PR #16940, opened 2023-05-11
enforce_home_region_follower_reads_enabled session var

taroface:
DOC-6784

Document the `enforce_home_region_follower_reads_enabled` session setting.


_includes/v23.1/misc/session-vars.md
```diff
@@ -22,6 +22,7 @@
...
+| <a name="enforce-home-region-follower-reads-enabled"></a> `enforce_home_region_follower_reads_enabled` | If `on`, allows the [`enforce_home_region`](cost-based-optimizer.html#control-whether-queries-are-limited-to-a-single-region) setting to perform `AS OF SYSTEM TIME` [follower reads](follower-reads.html) to determine a query's [home region](multiregion-overview.html#table-localities), if any. | `off` | Yes | Yes |
```
msirek, line 25: Maybe change this to be more similar to https://github.com/cockroachdb/cockroach/blob/3042c4fee9457b4f05318fcfa9836433203430cb/pkg/sql/sessiondatapb/local_only_session_data.proto#L346-L348

Either use "determine and report" or "detect and report", or something similar in place of "determine", and also mention that `enforce_home_region` must also be set to `on` for this setting to have any effect.

msirek (changes requested):

_includes/v23.1/misc/session-vars.md
msirek: Also, would this be the place to mention that `enforce_home_region_follower_reads_enabled` is a preview feature?

taroface: Done and done - thanks for pointing out that this is in preview! PTAL.

msirek (approved):

kathancox (approved):
LGTM!

PR #16823, opened 2023-04-21
update contention performance recipes & terminology

taroface:
DOC-6664

- Updated the Performance Tuning page with prescriptive guidance for waiting transactions, transaction retry errors, and overall cluster contention (recorded contention events).
- Streamlined the SQL Performance Best Practices section to include only preventative/proactive guidance. Previously this page also included troubleshooting/diagnostics steps, which was redundant with the Performance Tuning page.
- Parsed the existing "reduce transaction contention" guidance into 1) client-side and 2) client- & server-side recommendations.
- Unified our "transaction contention" semantics, where I encountered it, to the best of my current understanding.
- Added Hot Spots guidance to the Performance Tuning page. **Note:** Overall, our existing docs and the requested changes emphasize _transaction contention_ rather than the umbrella topic of "contention". From what I understand, hot spots indicate _resource contention_ and may increase the occurrence of _transaction contention_, but are not intrinsically an outcome of transaction contention. For this reason, I haven't grouped hot spots underneath the transaction contention guidance. Hot spots were & are still a separate heading. However, I did note that hot spots may also be observed when transaction contention is observed. Let me know if I'm mistaken anywhere or if a different approach is preferred.
- Removed the prescriptive steps under "Hanging and stuck queries" on the SQL Troubleshooting page. This now links back to the Performance Tuning recipe. Also, the old steps used complex SQL statements likely because they were written before we had the ability to diagnose waiting transactions in the UI. I don't think we lose much by replacing them with the UI steps, unless there is a strong use case for querying internal tables.
- Added & removed includes where I found that necessary.

We have some remaining gaps:

- Throughout the documentation (e.g. `performance-recipes.html#transaction-contention`, `transaction-retry-error-reference.html`, possibly others), we don't sufficiently differentiate serializable and lock contention. In the former link, only lock contention is specifically defined. I believe @rmloveland will address this in https://cockroachlabs.atlassian.net/browse/DOC-7148.
- (Less urgently) The docs for the Transactions page on Cloud (`cockroachcloud/transactions-page.html`) may need to be updated with the Active Executions table, which is documented on DB Console (`ui-transactions-page.html#active-executions-table`). Unless this doesn't exist on Cloud? cc @ianjevans @gemma-shay 

@kevin-v-ngo Is there an eng reviewer you can suggest for this PR?

PR #16945, opened 2023-05-11
follow up contention update with AlexTalks feedback

taroface:
This is a fast-follow PR that incorporates feedback from @AlexTalks on #16823, which was already merged.


_includes/v23.1/performance/reduce-contention.md
```diff
@@ -4,7 +4,7 @@
...
+- Use historical reads ([`SELECT ... AS OF SYSTEM TIME`](as-of-system-time.html)), preferably [bounded staleness reads](follower-reads.html#when-to-use-bounded-staleness-reads) or [exact staleness with follower reads](follower-reads.html#run-queries-that-use-exact-staleness-follower-reads) when possible to reduce conflicts with other writes. This reduces the likelihood of [`RETRY_SERIALIZABLE`](transaction-retry-error-reference.html#retry_serializable) errors as fewer writes will happen at the historical timestamp. More specifically, writes' timestamps are less likely to be pushed by historical reads as they would [when the read has a higher priority level](architecture/transaction-layer.html#transaction-conflicts). Note that if the `AS OF SYSTEM TIME` value is below the closed timestamp, the read canot be invalidated.
```
kathancox, line 7: Ooops, little typo here
```suggestion
- Use historical reads ([`SELECT ... AS OF SYSTEM TIME`](as-of-system-time.html)), preferably [bounded staleness reads](follower-reads.html#when-to-use-bounded-staleness-reads) or [exact staleness with follower reads](follower-reads.html#run-queries-that-use-exact-staleness-follower-reads) when possible to reduce conflicts with other writes. This reduces the likelihood of [`RETRY_SERIALIZABLE`](transaction-retry-error-reference.html#retry_serializable) errors as fewer writes will happen at the historical timestamp. More specifically, writes' timestamps are less likely to be pushed by historical reads as they would [when the read has a higher priority level](architecture/transaction-layer.html#transaction-conflicts). Note that if the `AS OF SYSTEM TIME` value is below the closed timestamp, the read cannot be invalidated.
```

kathancox (approved):

taroface:
TFTR @kathancox!! This is why we do docs review

PR #16971, opened 2023-05-15
Update recommendations re: GC TTL

rmloveland:
Fixes DOC-7622


bdarnell (commented):
> Smaller values can save disk space if values are frequently overwritten

Smaller values can also improve performance (especially for queue-like workloads); I think performance is a more common reason for decreasing `gc.ttlseconds` than disk space.

> Do not set this below `600` (10 minutes); doing so will cause problems for long-running queries

"If I never run queries that are longer than one minute, can I set this lower?" That is, is 10 minutes tied to the presumed lifetime of your longest-running query (an assumption we don't seem to make on the linked page), or is it still the minimum regardless? I'd borrow language from the next bullet: "the smallest value that is regularly tested is 600 (10 minutes)".

> If you are going to set it to a value anywhere between `90000` (25 hours) and `604800` (7 days), make sure to do extensive testing with your workload beforehand.

This feels needlessly detailed. I would just pick one recommended upper bound. (and I don't think it's terribly important which one we pick - apps with low update rates will be fine either way, and apps with very high update rates will be in trouble either way, and I suspect (with no evidence whatsoever) that it's not very common for the TTL value that gives your app trouble to fall in the 25h-7d range. 

> if set too high, all the changes to a row in that time period could add up to more than [the default range size](#range-max-bytes)

This is less important than it used to be since the default range size has increased. (But also, what matters is the `range_max_bytes` for *this* range, whether it is the default or not, so `s/default/maximum/`)

> Such oversized ranges could contribute to the server [running out of memory](cluster-setup-troubleshooting.html#out-of-memory-oom-crash)

Now that we have streaming snapshots, are large ranges still an OOM risk?

> We recommend using [scheduled backups](create-schedule-for-backup.html) instead, which automatically [use protected timestamps](create-schedule-for-backup.html#protected-timestamps-and-scheduled-backups) to ensure they succeed.

AIUI, because of the way scheduled incremental backups prevent GC, they more or less prevent you from benefiting from further reducing the GC TTL. That is, with manual backups, if you set GC TTL to less than the incremental backup interval, the GC wins and breaks backups. With scheduled backups, the backup takes priority and prevents GC. Either way, it is never a good idea to set a GC TTL to less than your incremental backup interval. Right?


There's a lot of text here and different formatting (opening paragraph, bullets, callout_info, final distant statement of the default). Do we still need the scheduled backup callout in a box or should it be a bullet along with the other "things that can go wrong if you set this poorly"? I'd like to get the default closer to the recommended min/max just to make the numbers more easily comparable.

Here's an alternative organization that I think flows a little better:

The number of seconds overwritten [MVCC values]({{link_prefix}}architecture/storage-layer.html#mvcc) will be retained before [garbage collection]({{link_prefix}}architecture/storage-layer.html#garbage-collection).

**Default:** `14400` (4 hours)

Smaller values can save disk space and improve performance if values are frequently overwritten or for queue-like workloads. The smallest value we regularly test is 600 (10 minutes); smaller values are unlikely to be beneficial because of the frequency with which GC runs. If you use incremental backups, the GC TTL must be greater than the interval between incremental backups.

Larger values increase the interval allowed for AOST queries and allow for less frequent incremental backups. The largest value we regularly test is 90000 (25 hours). Increasing the GC TTL is not meant to be a solution for long-term retention of history; for that you should handle versioning in the schema design at the application layer. Setting the TTL too high could cause problems if the retained versions of a single row approach the maximum range size.

rmloveland:
Ben Darnell ***@***.***> writes:

>>     Smaller values can save disk space if values are frequently
>>     overwritten

> Smaller values can also improve performance (especially for queue-like
> workloads); I think performance is a more common reason for decreasing
> gc.ttlseconds than disk space.

Good to know

>>     Do not set this below 600 (10 minutes); doing so will cause
>>     problems for long-running queries

> "If I never run queries that are longer than one minute, can I set
> this lower?" That is, is 10 minutes tied to the presumed lifetime of
> your longest-running query (an assumption we don't seem to make on the
> linked page), or is it still the minimum regardless? I'd borrow
> language from the next bullet: "the smallest value that is regularly
> tested is 600 (10 minutes)".

>>     If you are going to set it to a value anywhere between 90000 (25
>>     hours) and 604800 (7 days), make sure to do extensive testing
>>     with your workload beforehand.

> This feels needlessly detailed. I would just pick one recommended
> upper bound. (and I don't think it's terribly important which one we
> pick - apps with low update rates will be fine either way, and apps
> with very high update rates will be in trouble either way, and I
> suspect (with no evidence whatsoever) that it's not very common for
> the TTL value that gives your app trouble to fall in the 25h-7d range.

Makes sense to me, a simple min/max is easier to understand

>>     if set too high, all the changes to a row in that time period
>>     could add up to more than the default range size

> This is less important than it used to be since the default range size
> has increased. (But also, what matters is the range_max_bytes for this
> range, whether it is the default or not, so s/default/maximum/)

This should be fixed in the latest push - I used your suggested language
below, which says "maximum range size"

>>     Such oversized ranges could contribute to the server running out
>>     of memory

> Now that we have streaming snapshots, are large ranges still an OOM
> risk?

I don't know, perhaps @irfansharif does.  Latest update is based on your
suggestions below and removes mention of this OOM stuff FWIW.

>>     We recommend using scheduled backups instead, which automatically
>>     use protected timestamps to ensure they succeed.

> AIUI, because of the way scheduled incremental backups prevent GC,
> they more or less prevent you from benefiting from further reducing
> the GC TTL. That is, with manual backups, if you set GC TTL to less
> than the incremental backup interval, the GC wins and breaks backups.
> With scheduled backups, the backup takes priority and prevents GC.
> Either way, it is never a good idea to set a GC TTL to less than your
> incremental backup interval. Right?

Yes, that's my understanding as well from the existing note text - we
updated it recently due to the protected timestamps work (described in
https://www.cockroachlabs.com/blog/protected-timestamps-for-less-garbage/)
so the error message `protected ts verification error` would be easy to
find.

To cover this, I've pulled in the content of the note where we recommend
using a backup schedule instead so users don't have to worry as much
about GC TTL vs backups.

> There's a lot of text here and different formatting (opening
> paragraph, bullets, callout_info, final distant statement of the
> default). Do we still need the scheduled backup callout in a box or
> should it be a bullet along with the other "things that can go wrong
> if you set this poorly"? I'd like to get the default closer to the
> recommended min/max just to make the numbers more easily comparable.

+1, min/max sounds great to me

> Here's an alternative organization that I think flows a little better:

> The number of seconds overwritten MVCC values will be retained before
> garbage collection.

> Default: 14400 (4 hours)

> Smaller values can save disk space and improve performance if values
> are frequently overwritten or for queue-like workloads. The smallest
> value we regularly test is 600 (10 minutes); smaller values are
> unlikely to be beneficial because of the frequency with which GC runs.
> If you use incremental backups, the GC TTL must be greater than the
> interval between incremental backups.

> Larger values increase the interval allowed for AOST queries and allow
> for less frequent incremental backups. The largest value we regularly
> test is 90000 (25 hours). Increasing the GC TTL is not meant to be a
> solution for long-term retention of history; for that you should
> handle versioning in the schema design at the application layer.
> Setting the TTL too high could cause problems if the retained versions
> of a single row approach the maximum range size.

Thanks, this organization is def better

I updated the text to basically this, with a couple of tweaks to retain
some add'l details that I think will still be useful. Specifically:

- Added the longer message about non-scheduled incremental backups to
  end of first paragraph (which was previously in the separate info
  block)

- Added the bit about versions being stored in an unsplit range to end
  of second paragraph

PTAL

bdarnell (approved):

ianjevans (approved):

···

(Exercise brief) All that is wanted is the run of lines from the start of the data through the line containing "PR #16823, opened 2023-04-21", copied word for word.

(Result of the task)
PR #16940, opened 2023-05-11
enforce_home_region_follower_reads_enabled session var

taroface:
DOC-6784

Document the `enforce_home_region_follower_reads_enabled` session setting.


_includes/v23.1/misc/session-vars.md
```diff
@@ -22,6 +22,7 @@
...
+| <a name="enforce-home-region-follower-reads-enabled"></a> `enforce_home_region_follower_reads_enabled` | If `on`, allows the [`enforce_home_region`](cost-based-optimizer.html#control-whether-queries-are-limited-to-a-single-region) setting to perform `AS OF SYSTEM TIME` [follower reads](follower-reads.html) to determine a query's [home region](multiregion-overview.html#table-localities), if any. | `off` | Yes | Yes |
```
msirek, line 25: Maybe change this to be more similar to https://github.com/cockroachdb/cockroach/blob/3042c4fee9457b4f05318fcfa9836433203430cb/pkg/sql/sessiondatapb/local_only_session_data.proto#L346-L348

Either use "determine and report" or "detect and report", or something similar in place of "determine", and also mention that `enforce_home_region` must also be set to `on` for this setting to have any effect.

msirek (changes requested):

_includes/v23.1/misc/session-vars.md
msirek: Also, would this be the place to mention that `enforce_home_region_follower_reads_enabled` is a preview feature?

taroface: Done and done - thanks for pointing out that this is in preview! PTAL.

msirek (approved):

kathancox (approved):
LGTM!

PR #16823, opened 2023-04-21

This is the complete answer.